Collected data entries:
########

PR #329, opened 2021-12-20
refector: remove pause/result from provider interface

richardcase:

As we are not supporting pausing / resuming microvms at this stage these
functions have been removed from the microvm provider interface. The
firecracker implementation has these removed as well and any tests have
been updated.

Fixes #

**Checklist**:

- [ ] includes documentation
- [ ] adds unit tests

### DIFF
--- a/infrastructure/firecracker/provider.go
+++ b/infrastructure/firecracker/provider.go
@@ -2,7 +2,6 @@ package firecracker
 
 import (
 	"context"
-	"errors"
 	"fmt"
 	"syscall"
 	"time"
@@ -15,8 +14,6 @@ import (
 	"github.com/weaveworks/flintlock/pkg/log"
 	"github.com/weaveworks/flintlock/pkg/process"
 )
-
-var errNotImplemeted = errors.New("not implemented")
 
 // Config represents the configuration options for the Firecracker infrastructure.
 type Config struct {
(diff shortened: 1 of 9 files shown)


infrastructure/firecracker/provider.go
```diff
@@ -71,19 +68,15 @@ func (p *fcProvider) Start(ctx context.Context, vm *models.MicroVM) error {
...
-}
-
-// Resume will resume a paused microvm.
-func (p *fcProvider) Resume(ctx context.Context, id string) error {
-	return errNotImplemeted
-}
-
-// Stop will stop a paused or running microvm.
+// Stop will stop a running microvm.
 func (p *fcProvider) Stop(ctx context.Context, id string) error {
```
Callisto13, line 72: are we using stop anywhere?

Callisto13: can we not just remove it if it serves no purpose?

richardcase: Why not. I did make me wonder if we should be doing different things in stop and delete. For example, in `Stop` should we stop the firecracker process and then in `Delete` we delete the files. But lets create a ticket for follow up and remove stop for the time being. wdyt?

Callisto13: sounds good 👍

Callisto13 (approved):

infrastructure/firecracker/provider.go
richardcase: Added #330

########

Description of the task -> Above are some records; copy each line there that contains "removed".

Solved exercise ->
functions have been removed from the microvm provider interface. The
firecracker implementation has these removed as well and any tests have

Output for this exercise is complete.